A shiver coursed up Regis's little spine, and he paused long enough to consider his actions in this battle, to consider that he had gotten involved at all when he really didn't have to. The halfling tried very hard not to look at things that way, tried to remind himself repeatedly that he had acted in accordance with the tenets of his group of friends, his dear, trusted companions, who would risk their lives without a second thought to help those in dire need.
Not for the first time, and not for the last, Regis wondered if he would be better off finding a new group of friends.
* * * * * * * * * * * * * *
Drizzt could only guess from which direction the ogre's mighty swing would come, and he understood that if he guessed wrong, he'd be leaping right into the oncoming blow.
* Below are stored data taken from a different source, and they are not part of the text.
Issue #447, opened 2026-08-26
Add devin cli support


Asherslab:
Loving the different agents and LLM support. Work required us to use Devin (windsurf) for our dev work, would love to see first class support added for it

eneskirca:
Thanks — glad the multi-agent side is earning its keep. Two answers here: what you can do **today**, and what first-class (builtin) support would take.

**Today: add it as a custom agent, no code needed.**

Settings → Agents → Custom agents lets you define any CLI as an agent: a label, a launch command (whatever starts the Devin CLI in a terminal), optional extra args and env vars (with `${env:VAR}` expansion at spawn time). You get a real canvas node that spawns it in a persistent tmux session, with process/terminal-title status, grouping, kanban cards, the works.

One important caveat: custom agents can declare a `baseAgent` to inherit a builtin harness's capabilities (hooks, resume, status badges…) — but that exists for CLIs that are *literally* harness-compatible, e.g. a Claude-compatible proxy. Devin is its own harness, so **leave `baseAgent` unset**: inheriting, say, the Claude harness would light up features (busy/idle detection, session resume, context meter) that would silently do the wrong thing against a different CLI. Without a base you get spawn + terminal-title + process status only — honest, if minimal.

**What builtin, first-class support requires.**

Every capability in nodeterm is a membership list gated on measured facts about the real CLI, not assumptions — that rule exists because assuming another agent behaves like Claude has shipped us real bugs (wrong context percentages, badges that strobe, flags silently swallowed). For Devin the checklist would be:

1. **Registry entry** — id, label, spawn command, prompt convention.
2. **Status detection** — does the Devin CLI have a hooks/event mechanism (like Claude/Codex/Gemini/Grok do) we can subscribe to for working / waiting / blocked / done? Without one, no RUNNING/NEEDS-YOU badges.
3. **Session resume** — a documented `resume <id>`-style command, so sessions survive a machine reboot (cold restore) and support in-place restart.
4. **Context/usage reporting** — where and in what format it reports token usage, if at all. Each CLI's formula is different and we don't guess denominators; no trustworthy number means no meter, rather than a wrong one.
5. **Approval/permission flags** — whether it has a permission-mode axis and what each mode actually means.

The practical blocker: none of us has a Devin seat, and every one of those points has to be measured against the real CLI (we keep a per-agent doc of measurements for each builtin). So the realistic path is a collaboration — if you (or anyone with work access) can answer a few concrete questions, I can scope the integration properly:

[...]

Issue #409, opened 2026-08-24
Codex approval prompts break after nodeterm installs PermissionRequest hook


blastart:
### What happened

Codex approval prompts stopped appearing for me after launching nodeterm. This affected both Codex nodes inside nodeterm and Codex started from a regular terminal.

I traced it to the `PermissionRequest` hook that nodeterm adds to the global `~/.codex/hooks.json`. Removing only that hook and restarting Codex fixes approvals. Launching nodeterm again restores the hook and the problem comes back.

### Environment

- nodeterm 0.3.2 desktop
- Codex CLI 0.149.1
- macOS 26.6.1 (25G76), Apple Silicon
- `approval_policy = "on-request"`
- `approvals_reviewer = "user"`
- nodeterm `hookReplyApprovals`: `false`

### Steps to reproduce

1. Launch nodeterm.
2. Check `~/.codex/hooks.json`. A nodeterm handler is registered under `PermissionRequest`.
3. Start Codex in nodeterm and run a harmless command that needs approval.
4. The approval prompt does not appear or remains stuck.
5. Start Codex from a regular terminal. It has the same problem because the hook is in the global Codex config.
6. Remove only `.hooks.PermissionRequest` from `~/.codex/hooks.json` and restart Codex.
7. Approval prompts work again.
8. Relaunch nodeterm. It writes the hook back and the problem returns.

I repeated this in A/B/A order. With the hook removed, two real approval requests appeared and could be accepted normally. After restarting nodeterm, `hooks.json` was modified and the `PermissionRequest` entry was restored, even though `hookReplyApprovals` was still disabled.

### Workaround

After starting nodeterm, remove `.hooks.PermissionRequest` from `~/.codex/hooks.json`, then start or restart Codex. The other nodeterm hooks can remain enabled.

### Possible fix

`PermissionRequest` is currently included unconditionally in `CODEX_EVENTS`, while `docs/hook-reply-approvals.md` says hook-reply approvals are Claude-only and the Codex decision contract has not been verified. `NODETERM_PERM_WAIT_SECS` is also only enabled for Claude.

It may be safer to stop installing `PermissionRequest` for Codex until that hook is supported and tested, or add a setting to disable individual managed hooks. At the moment nodeterm reinstalls it on every launch.

Possibly related: #51, although that report is about hook trust indices rather than approval prompts.

eneskirca:
[...]

PR #555, opened 2026-08-31
feat: add Devin CLI support

Asherslab:
Adds **Devin** (`devin` on PATH, measured at 3000.4.25) as a builtin agent id alongside claude, codex, gemini, copilot, opencode and grok, following the "Adding a new agent" rules in CLAUDE.md.

Relates to #447.

## What Devin claims

| Capability | Devin | Why |
|---|---|---|
| `AGENT_HOOK_TARGETS` | joined | `normalizeDevin` + `DEVIN_HOOK_EVENTS` (7 events) + installer writing the shared managed hook into `~/.config/devin/config.json` |
| `RESUMABLE_AGENTS` | joined | `devin --resume <SESSION_ID>` |
| `PERMISSION_MODE_CAPABLE` | joined | own dialect: `--permission-mode auto\|accept-edits\|smart\|dangerous` |
| `CANVAS_CONTROL_CAPABLE` | joined | claude-shaped skill layout, `~/.config/devin/skills/<name>/SKILL.md` (confirmed with `devin skills paths`) |
| `CONTEXT_LINK_CAPABLE` | joined | `locateDevin` + `linesFromDevin` over `~/.local/share/devin/cli/transcripts/<sessionId>.json` |
| `MODEL_SWITCH_CAPABLE` | **not** joined | `--model` takes Devin-native slugs (`swe-1-7`) and the CLI has no gateway base-url/api-key env |
| subagent / usage / chat / title / shared-identity / minted session id | not joined | no measured surface |

Launch grammar: `promptInjectionMode: 'argv'` with `argvPromptSeparator: '--'`, so the permission flag goes **before** the separator (grok's branch) — the prompt is a positional and `list`/`auth`/`models`/`update` would otherwise be read as subcommands.

Hook dialect: snake_case envelope (`hook_event_name`, `session_id`, `prompt_id`), **no `transcript_path`** (hence the locator), and `Stop` carries only `stop_hook_active` — no `last_assistant_message`, so `lastMessage` stays unset.

## Second commit: review findings

The first commit's capability claims were reviewed and six were wider than what had been measured. Each is closed by dropping the claim, not by guessing:

- **perm-wait (would have re-opened #409)** — the hook-reply-approval gate had been widened from `agentId === 'claude'` to `hasPermissionMode`, but the wait branch is claude-only at *build* time in `managed-script.ts`. Devin gained nothing, while codex/gemini/grok/devin sessions started carrying `NODETERM_PERM_WAIT_SECS` — exactly the inherited-wait exposure #409 fixed. New `PERM_WAIT_CAPABLE = ['claude']` + `hasPermWait`; devin joins the "wait branch is absent from every non-claude script" test.
- **model switch** — devin removed from `MODEL_SWITCH_CAPABLE`. `modelGatewayEnv` had no devin case, so it returned `{}` while `withAgentModel` still appended `--model`: a switcher that rewrote the launch line while routing stayed on Devin's servers.
- **hook config shape** — `devin.test.ts` asserts the exact JSON written: per-event entries, `.*` matchers on the tool events only, idempotent re-install, the user's other settings preserved, stale managed entries swept, clean removal.
- **`manual` mislabelled** — Devin's own default is `auto`, which auto-approves read-only tools, so emitting no flag would have delivered `auto` under an "Ask each time" label (codex's documented trap). `manual` and `plan` are now unsupported for devin and the derived settings copy says so. `modeSupported` no longer early-returns for an agent that *has* a dialect; gemini keeps `manual` via an explicit empty-value key, and that convention (present+empty = supported, no flag; absent = unsupported) is now written down.
- **claude cross-fire** — measured: devin does **not** read `~/.claude/settings.json` (a `SessionStart` hook there did not fire), so the claude hook cannot double-fire in a devin session. The comment claiming the opposite is corrected.
- **discovery installed** — both capability lists set `NODETERM_CANVAS_CONTROL` / context-link env while nothing told devin the verbs existed. The canvas-control and get-linked-context SKILL.md are now written into `~/.config/devin/skills/` locally and on SSH hosts.
- `dialectFor` resolves through `capabilityAgentId`, so a custom agent declaring `baseAgent: 'devin' | 'gemini' | 'codex'` inherits that flag *and* value table instead of falling back to claude's spelling. Pinned by test.

## Surfaces

- **Desktop:** full.
- **Server Edition:** hooks, normalize, resume, permission modes and the capability lists are all in `src/core` / `src/shared`, so they work there. Canvas control is not wired on that shell at all, so the per-account skill install is desktop-only, as it already is for claude.
- **Mobile:** N/A — the companion attaches to tmux sessions and carries no per-agent capability concept.

## Verification

`npm run typecheck` clean. Touched suites green. `src/core/agents/hooks/opencode.test.ts` has 4 failures on this branch **and on `main`** — pre-existing, unrelated.

`docs/devin-agent.md` carries the full measurement write-up and a six-item device checklist for what could not be verified here: the `PermissionRequest` decision contract, the remote skill path on a real host, remote context-link reads (no `transcript_path` to jail), title sync, the usage meter, and the Windows skill/instruction paths.


eneskirca:
Audited against the seventeen "Adding a new agent" rules in CLAUDE.md, in an isolated worktree. **`npm run typecheck` clean, full suite green: 683 files, 9344 passed / 27 skipped, 0 failed** — including `src/core/agents/hooks/opencode.test.ts`, which your notes list as failing; it is green here, so whatever caused that is local to your checkout, not the branch.

This is a strong contribution, and the second commit is the reason. Walking back six capability claims because they were wider than what you had measured — rather than defending them — is exactly the discipline the rules ask for, and the perm-wait one would have re-opened #409 in production. A few of the calls are worth naming because they are the ones most new-agent branches get wrong:

- **`manual` and `plan` unsupported for devin** (rule 8). Devin's default is `auto`, so emitting no flag under an "Ask each time" label would have been codex's trap repeated. You found it and closed it by narrowing the promise, not by substituting a nearest match.
- **Not in `USAGE_CAPABLE`** (rule 2). That list gates three features, not one, and joining it for a meter would have routed a devin node through claude's `resolveTranscript` cwd fallback. Staying out was the right read.
- **Not in `MODEL_SWITCH_CAPABLE`** (rules 17/18), with the reason stated: `--model` takes Devin-native slugs and there is no gateway env, so a switcher would have rewritten the launch line while routing stayed on Devin's servers.
- **The permission flag is asserted at the composed layer**, `assembleLaunchCommand` producing `devin --permission-mode accept-edits -- 'version'` — not only through `withPermissionMode`. Rule 5 exists because the unit test passes while the composed line is wrong; you tested the thing the rule points at.
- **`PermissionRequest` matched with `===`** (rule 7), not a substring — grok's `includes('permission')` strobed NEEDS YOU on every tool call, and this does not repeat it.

In the split second he had to react, it all sorted out, his warrior instincts replaying the ogre's fighting style, telling him clearly that the ogre had initiated every attack with a right-to-left strike.
So Drizzt went left, his magical anklets speeding his feet into a desperate run.
And the club swatted in behind him, clipping him as he turned and leaped, launching him into a long, twisting tumble. The snow padded his fall, but when he came up he found that he was only holding one scimitar. His right arm had gone completely numb and his shoulder and side were exploding with pain. The drow glanced down and winced. His shoulder had clearly been dislocated, pushed back from its normal position.